▶ [Brief]:
Line by line, set down the records exactly as they appear below.

▶ [Exercise materials]:
PR #1974, opened 2024-03-11
fix: deployment render should only mutate workloads created by yurtap…

vie-serendipity:
…pset v1alpha1

/kind bug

▶ [Expected answer]:
PR #1974, opened 2024-03-11
fix: deployment render should only mutate workloads created by yurtap…

vie-serendipity:
…pset v1alpha1

/kind bug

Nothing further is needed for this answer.